34. It was urged by Mr. Mody on behalf of the plaintiff that sub-r. (2) of Rule 18 included within the expression 'carriage by air' any stage at which the goods were in charge of the carrier, and the expression : 'whether in an aerodrome or on board an aircraft, or in the case of a landing outside an aerodrome, in any place whatsoever' set out illustrations of the different stages, but was not limitative of the meaning of the expression 'carriage by air'. It is difficult to accept that contention. If it was the intention of the covenanting parties to impose a liability upon carriers for loss of goods at any stage once the goods came into their possession for the purpose of carriage and before they were delivered to the consignee, it was not necessary to make the provision which has been made under sub-rr. (2) and (3) of Rule 18 of the rules framed under Act XX of 1934, It could then have been provided that carriage by air within the meaning of sub-r. (1) of Rule 18 comprised the entire period when goods or luggage are in charge of the carrier. Even though the carriage of goods from Karachi to Bombay was international carriage by air, and even though a consignment note in the form required by Rule 8 of the First Schedule to the Act was not issued, the liability of the defendants did not in my judgment arise under Rule 18 because the goods cannot be regarded as lost during carriage by air.

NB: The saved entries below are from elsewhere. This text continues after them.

PR #337, opened 2026-05-25
fix(earn): clean up API failure handling

dewanshparashar:
## Summary

Cleanup of failures in the earn API that we found in server logs. Three changes:

1. **Empty-result quotes return 200, not errors** — LiFi `NO_ROUTES_FOUND` and Pendle `QUOTE_ROUTE_NOT_FOUND` were really "computation produced no executable route," which is a valid success path, not a server error.
2. **Validation errors get proper HTTP status + code** — `userAddress is required` from Vaults now flows through `ValidationError` → 400, not a bare `Error` → 500. Also - we are no longer fetching quotes for Lending markets (vaults) if the wallet is not connected - this takes care of this error from the UI side.
3. **Log level follows status** — route handlers now `console.warn` for 4xx and `console.error` for 5xx, so validation failures stop tripping the 5xx alert rules.

## Behavioral change to flag

`/transaction-quote` consumers previously got 5xx/4xx with `code: NO_ROUTES_FOUND` or `QUOTE_ROUTE_NOT_FOUND` when no route existed. They now get a successful 200 response with `canExecute: false` and `transactionSteps: []`. Internal callers (frontend) already treat empty steps as "not ready," so no UI changes were required.

## Test plan

- [ ] Manually verify Vaults supply / redeem still works end-to-end with a connected wallet
- [ ] Manually verify Pendle and Liquid Staking quotes still work with a connected wallet
- [ ] Trigger the no-route case on Liquid Staking (e.g., bogus token pair) and confirm 200 + empty steps, no error toast, submit disabled
- [ ] Confirm disconnected Vaults panel no longer triggers a 400 in network tab (no quote request fired)
- [ ] Monitor 5xx error rates on the earn endpoints after deploy

Closes FS-2236

### DIFF
--- a/packages/app/src/app/api/onchain-actions/v1/earn/adapters/PendleAdapter.ts
+++ b/packages/app/src/app/api/onchain-actions/v1/earn/adapters/PendleAdapter.ts
@@ -291,7 +291,7 @@ export class PendleAdapter implements VendorAdapter {
     id: string,
     request: TransactionQuoteRequest,
     chainId: EarnChainId = DEFAULT_CHAIN_ID,
-  ): Promise<TransactionQuoteResponse> {
+  ): Promise<TransactionQuoteResponse | null> {
     const {
       action,
       amount,
@@ -366,15 +366,7 @@ export class PendleAdapter implements VendorAdapter {
 
     const firstRoute = route.routes?.[0];
     if (!firstRoute) {
-      return {
-        opportunityId: id,
-        vendor: Vendor.Pendle,
-        action,
-        canExecute: false,
-        estimatedGas: '0',
-        estimatedGasUsd: '0',
-        transactionSteps: [],
-      };
+      return null;
     }
 
     const transactionSteps: TransactionStep[] = [];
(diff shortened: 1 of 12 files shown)


packages/app/src/app/api/onchain-actions/v1/earn/adapters/PendleAdapter.ts
```diff
@@ -366,10 +366,15 @@ export class PendleAdapter implements VendorAdapter {
 
     const firstRoute = route.routes?.[0];
     if (!firstRoute) {
-      throw new ValidationError(
-        'QUOTE_ROUTE_NOT_FOUND',
-        'No route found in Pendle convert response',
-      );
+      return {
```
chrstph-dvx: (same for LifiAdapter), if we found no route, what about returning null rather than a "mocked" route? So it's easier to reason about from the frontend PoV

dewanshparashar: Good idea. Made the change.

chrstph-dvx (approved):

fionnachan (approved):

PR #338, opened 2026-05-25
fix(earn): APY discrepancies in UI

dewanshparashar:
## Summary

Post-launch fixes for the Earn feature based on Slack feedback:

- Lend (Vaults) APY switched from 30-day → 7-day, matching what users see on vaults.fyi (and much more stable than showing the fluctuating 1d APY)
- wstETH switched from Lido's instant APR → 7-day moving average for parity with weETH
- Liquid staking (wstETH, weETH) now converts the Dune 7-day moving-average **APR → APY** via daily compounding (Dune only exposes APR), so the value matches the "APY" label. Shared `convertAprToApy` helper in `NumberUtils` with unit tests.
- "7-day average APY" tooltip on Lend & Liquid Staking column headers
- Y-axis labels in historical charts no longer crop (e.g. `0.051%`)
- `formatPercentage` now trims trailing zeros (e.g. `0.050%` → `0.05%`) so APY rendering is consistent across rows, cards, chart tooltips, and breakdowns
- Realigned the APY tooltip to the new Radix `Tooltip` API (post Next upgrade)

## Test plan

- [x] /earn landing — Lend & LS sections show 7-day average APYs with info tooltip
- [x] /earn opportunity detail (Aave WETH / WBTC) — y-axis labels not cropped on APY chart
- [x] Liquid staking APY reflects APR→APY conversion (wstETH ~2.39% APR → ~2.42% APY)
- [ ] All APY values (rows, cards, chart tooltip, breakdown) use consistent decimals with no trailing zeros

Closes FS-2235

### DIFF
--- a/packages/app/src/app/api/onchain-actions/v1/earn/lib/duneService.ts
+++ b/packages/app/src/app/api/onchain-actions/v1/earn/lib/duneService.ts
@@ -53,6 +53,7 @@ function findColumn(
 
 /** APY columns that are already expressed as percentages (not decimals). */
 const PERCENTAGE_APY_MATCHERS: Array<(name: string) => boolean> = [
+  (n) => n === 'lido staking apr (ma_7)' || n === 'lido staking apr(ma_7)',
   (n) => n === 'lido staking apr (instant)' || n === 'lido staking apr(instant)',
   (n) => n === 'steth apy',
 ];
@@ -96,12 +97,16 @@ function transformDuneResults(rows: Array<Record<string, unknown>>): DuneDataPoi
 
   const apyColumn = findColumn(
     allColumns,
-    // wstETH new query (already percentage)
+    // wstETH new query — 7-day moving average (already percentage)
+    (n) => n === 'lido staking apr (ma_7)' || n === 'lido staking apr(ma_7)',
+    // wstETH new query — instant fallback (already percentage)
     (n) => n === 'lido staking apr (instant)' || n === 'lido staking apr(instant)',
     // wstETH old query (already percentage)
     (n) => n === 'steth apy',
-    // weETH (decimal format)
-    (n) => n === 'avg_7day_apr' || n === 'daily_apr',
+    // weETH 7-day average (decimal format)
+    (n) => n === 'avg_7day_apr',
+    // weETH daily fallback (decimal format)
+    (n) => n === 'daily_apr',
     // Generic fallback
     (n) => n.includes('apy') || n.includes('apr') || n.includes('yield'),
   );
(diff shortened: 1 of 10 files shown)


chrstph-dvx (dismissed):

fionnachan (commented):
The Aave APY are still different. Seems like the one on our UI is APR instead of APY. I looked at Compound and it was different as well. You might want to check if the rate returned for the lending protocols are APR (without the compounding effect) instead of APY.

Image

Image

Image

Image


weETH has a different APY too

Image

Image

packages/app/src/app/api/onchain-actions/v1/earn/lib/duneService.ts
```diff
@@ -53,6 +53,7 @@ function findColumn(
 
 /** APY columns that are already expressed as percentages (not decimals). */
 const PERCENTAGE_APY_MATCHERS: Array<(name: string) => boolean> = [
+  (n) => n === 'lido staking apr (ma_7)' || n === 'lido staking apr(ma_7)',
```
fionnachan, line 57: hmmm also here. shouldn't put APR as APY because they are different, might need to convert it with a small calculation in our codebase if you can't get the APY from Dune

packages/arb-token-bridge-ui/src/util/NumberUtils.ts
```diff
@@ -38,6 +38,7 @@ export function formatCompactNumber(n: number): string {
 }
 
 export function formatPercentage(value: number): string {
+  if (value === 0) return '0%';
   if (value < 0.01) return `${value.toFixed(4)}%`;
   if (value < 1) return `${value.toFixed(3)}%`;
   return `${value.toFixed(2)}%`;
```
fionnachan: `toFixed()` pads 0 to values with 1 fixed point and it is not based on the number of decimals so we got 0.050% which is probably not what we want to show on Earn

Image

packages/arb-token-bridge-ui/src/util/NumberUtils.ts
```diff
@@ -38,9 +38,11 @@ export function formatCompactNumber(n: number): string {
 }
 
 export function formatPercentage(value: number): string {
-  if (value < 0.01) return `${value.toFixed(4)}%`;
-  if (value < 1) return `${value.toFixed(3)}%`;
-  return `${value.toFixed(2)}%`;
+  if (value === 0) return '0%';
+  // `Number` drops the trailing zeros `toFixed` pads (e.g. 0.05 -> "0.050").
```
chrstph-dvx, line 42: What about 5.05? Will it format to 5.050?

dewanshparashar: This is already taken care of by the `Number()` wrap, but added a test for the case in comment.

fionnachan (approved):

chrstph-dvx (approved):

35. On the view that I have taken the clause in exh. A which seeks to exclude liability of the defendants in so far as there may be loss or destruction or damage to the parcel during carriage by air in all its stages as denned by Rule 18, must be regarded as invalid, but it still remains operative in so far as it excludes liability when loss, destruction or damage occurs when the goods are not in 'carriage by air', and the defendants must be regarded so having validly contracted themselves out of the liability to pay damages for loss of the parcel, when it was in their custody awaiting delivery to the consignee.

36. It is true as admitted by the plaintiff's witness that the insurance company has made good the loss. But the plaintiff is not prohibited from proceeding with the suit on that account. The contract is between the plaintiff and the defendants, and if as a result of loss of the consignment, the defendants were liable to make good the loss to the plaintiff, it would be no defence to the plaintiff's action that the insurance company has paid to the plaintiff the amount for which the goods were insured.

37. Mr. Mody on behalf of the plaintiff has informed me, and it is not denied by the other side, that the payment by the insurance company is subject to the condition that the plaintiff proceeds with the suit against the defendants, and that whatever amount that may be decreed in favour of the plaintiff would be payable to the insurance company.

38. On the view taken by me, therefore, whatever amount the defendants have received under orders of the Criminal Court in the case filed by them in respect of the theft of the parcel will of course have to be paid over to the plaintiff if the same has not been paid over to them before this date. But subject to that there is no liability of the defendants to make good any loss occasioned to the plaintiff by reason of the loss of the parcel.

Curiam, J.

39. I am informed by counsel that the value of the gold which was received by the defendants from the Magistrate's Court has been handed over to the plaintiff. In the circumstances of the case the plaintiff's suit will be dismissed. The plaintiff to bear 3/4tha costs of the defendants, and bear his own. There will be no order as to the costs of the adjournment order dated July 31, 1952.